- WHAT IS EXPECTED
Using the listing that follows, filter out every line lacking the string "queries" and return the rest.

- MATERIAL PROVIDED
----------------

PR #240, opened 2021-01-15
Implement a new dictionary to store index for suggest item

jinxihexi0411:
Upstream [branch](https://github.com/Yelp/nrtsearch/pull/239).

`search text`s are required for suggesting exact and fuzzy match of infix suggestion. However, the native `DocumentDictionary` does not support to read such info from the index. In this regard, a new dictionary, named as `SuggestDocumentDictionary`, is implemented to extend the support on `search text` field.

Test done:

- all tests pass
- added a test to make sure `SuggestDocumentInputIterator` is able to read out `field`, `payload`, `contexts`, and `search_texts` fields from index


umeshdangat (approved):
lg2m

Issue #243, opened 2021-01-20
Log search request in json in case of an error


sarthakn7:
Currently if a search fails the request is logged with a toString so it looks like:
```
topHits: 20
retrieveFields: "field1"
retrieveFields: "field2"
query {
  functionScoreQuery {
    query {
      booleanQuery {
....
```
This makes it tough to execute these logged queries as directly. Instead let's log these as json.

PR #244, opened 2021-01-20
Logging search request as json in case of an error

sarthakn7:
Logging search request as json in case of an error so the log now looks like this:

```
WARNING: error while trying to execute search for index test_index: request: {"indexName":"test_index","topHits":10,"retrieveFields":["doc_id","license_no"],"query":{"boost":-1.0,"booleanQuery":{"clauses":[{"query":{"phraseQuery":{"field":"vendor_name","terms":["first","again"]}},"occur":"MUST"}]}}}
```
Removed the newline so the complete error is logged in one line and also removed logging the query when the boost is negative as the request will be logged anyway.

### DIFF
--- a/src/main/java/com/yelp/nrtsearch/server/luceneserver/QueryNodeMapper.java
+++ b/src/main/java/com/yelp/nrtsearch/server/luceneserver/QueryNodeMapper.java
@@ -57,7 +57,7 @@ public class QueryNodeMapper {
     Query queryNode = getQueryNode(query, state);
 
     if (query.getBoost() < 0) {
-      throw new IllegalArgumentException("Boost must be a positive number, query: " + query);
+      throw new IllegalArgumentException("Boost must be a positive number");
     }
 
     if (query.getBoost() > 0) {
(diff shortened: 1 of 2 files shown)


sarthakn7:
Fixes #243 .

src/main/java/com/yelp/nrtsearch/server/luceneserver/QueryNodeMapper.java
```diff
@@ -57,7 +57,7 @@ public Query getQuery(com.yelp.nrtsearch.server.grpc.Query query, IndexState sta
     Query queryNode = getQueryNode(query, state);
 
     if (query.getBoost() < 0) {
-      throw new IllegalArgumentException("Boost must be a positive number, query: " + query);
```
erikyangs, line 60: This could throw the same errors as in https://github.com/Yelp/nrtsearch/pull/242 if the query is too large.
```
Jan 19, 2021 5:33:01 PM io.grpc.netty.shaded.io.grpc.netty.NettyServerHandler onStreamError
WARNING: Stream Error
io.grpc.netty.shaded.io.netty.handler.codec.http2.Http2Exception$HeaderListSizeException: Header size exceeded max allowed size (8192)
...
```

erikyangs (approved):

src/main/java/com/yelp/nrtsearch/server/luceneserver/QueryNodeMapper.java
erikyangs: oops, this is a removal. all good!

PR #247, opened 2021-01-21
Add exists query

desiam:
Based on https://www.elastic.co/guide/en/elasticsearch/reference/7.2/query-dsl-exists-query.html
* Use a hidden field: `ATOM` `_field_names` to track field names with values
* Fields with `search: false` will return values (may not be the case in the latest ES version)
* Uses a simple `TermQuery` wrapped in a `ConstantScoreQuery`

In theory `null` and `[]` wouldn't result in added, so they should be accounted for. Added a couple tests for top level, nested query exists, and an a flattened object field.

Notes
* **Can move test into `nrtsearch/grpc/QueryTest.java` or elsewhere if that's more appropriate**
* **Added a couple simple tests with `null` to prove that we don't need to account for `null` values for now, but can remove**

Left out:
* Exists query on nested object or object name (Ex. `pickup_partners`)


src/test/java/com/yelp/nrtsearch/server/ExistsQueryTest.java
```diff
@@ -0,0 +1,164 @@
...
+                            .setExistsQuery(
+                                ExistsQuery.newBuilder().setField("pickup_partners.hours").build()))
+                    .build())
+            .build();
+
+    queryAndVerifyIds(nestedQuery, "2");
+  }
+
+  // TODO:(samir|2020-01-21): Test exists query on object itself
+  //  (Ex. delivery_areas or delivery_areas.partner)
```
taoyyu, line 130: currently exists query may not work for object field. If object field is not stored or store dco value, document.getFields will not have it. We could handle they separately. later.

src/main/java/com/yelp/nrtsearch/server/luceneserver/AddDocumentHandler.java
```diff
@@ -92,9 +92,34 @@ public static DocumentsContext getDocumentsContext(
...
+    /** Extract all field names in the document and stores it into a hidden field */
+    private static void extractFieldNamesForDocument(Document document) {
+      IndexableFieldDef fieldNamesFieldDef =
+          (IndexableFieldDef) IndexState.getMetaField(IndexState.FIELD_NAMES);
+
+      List<String> fieldNames =
+          document.getFields().stream()
+              .map(IndexableField::name)
+              .distinct()
+              .collect(Collectors.toList());
```
taoyyu, line 118: maybe filter out the predefined meta fields like _nested_path

taoyyu (commented):
You need to run ./gradlew buildGrpcGateway to update the generated files.

src/test/java/com/yelp/nrtsearch/server/ExistsQueryTest.java
```diff
@@ -0,0 +1,164 @@
...
+  }
+
+  @Test
+  public void testTopLevelField() {
+    // Empty strings become valid lucene fields
+    ExistsQuery existsQuery = ExistsQuery.newBuilder().setField("name").build();
+    queryAndVerifyIds(existsQuery, "1", "2");
+  }
+
+  // TODO:(samir|2020-01-21): Test exists query on nested object itself (Ex. pickup_partners)
```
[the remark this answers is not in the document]
desiam: Yeah, let's drop support for this. We will only be querying nested fields in a nested context anyways.

src/test/java/com/yelp/nrtsearch/server/ExistsQueryTest.java
desiam: Yeah I'm leaving the TODO here to test exists on the object itself. I'm not certain if ES even supports it, and I don't believe this will be a blocker for ads_search.

src/main/java/com/yelp/nrtsearch/server/luceneserver/AddDocumentHandler.java
desiam: This is based on https://github.com/elastic/elasticsearch/blob/e144471b3e607cc8b6b3c7a0e7f4706a4bdb9381/server/src/main/java/org/elasticsearch/indices/IndicesModule.java#L184, which explicitly `//_field_names must be added last so that it has a chance to see all the other mappers`. I don't believe adding the meta-fields as terms will significantly affect performance, but we can remove them if needed.

I also tested exists queries on `_id` and `_version` and it works as intended. It could be useful for meta fields we add in the future.

src/test/java/com/yelp/nrtsearch/server/grpc/LuceneServerTest.java
```diff
@@ -432,7 +432,7 @@ public void testStats() throws IOException, InterruptedException {
     assertEquals(0, statsResponse.getOrd());
     assertEquals(2, statsResponse.getCurrentSearcher().getNumDocs());
     assertEquals(1, statsResponse.getCurrentSearcher().getNumSegments());
-    assertEquals(6610, statsResponse.getDirSize(), 1000);
+    assertEquals(6610, statsResponse.getDirSize(), 1500);
```
taoyyu, line 435: any reason about this change? Did you change anything related?

desiam: My changes did end up causing this issue. However, this assert might end up being flaky, because it's calculating a directory size which can vary based on a number of factors.

taoyyu (approved):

----------------

- EXERCISE SOLUTION
This makes it tough to execute these logged queries as directly. Instead let's log these as json.
I also tested exists queries on `_id` and `_version` and it works as intended. It could be useful for meta fields we add in the future.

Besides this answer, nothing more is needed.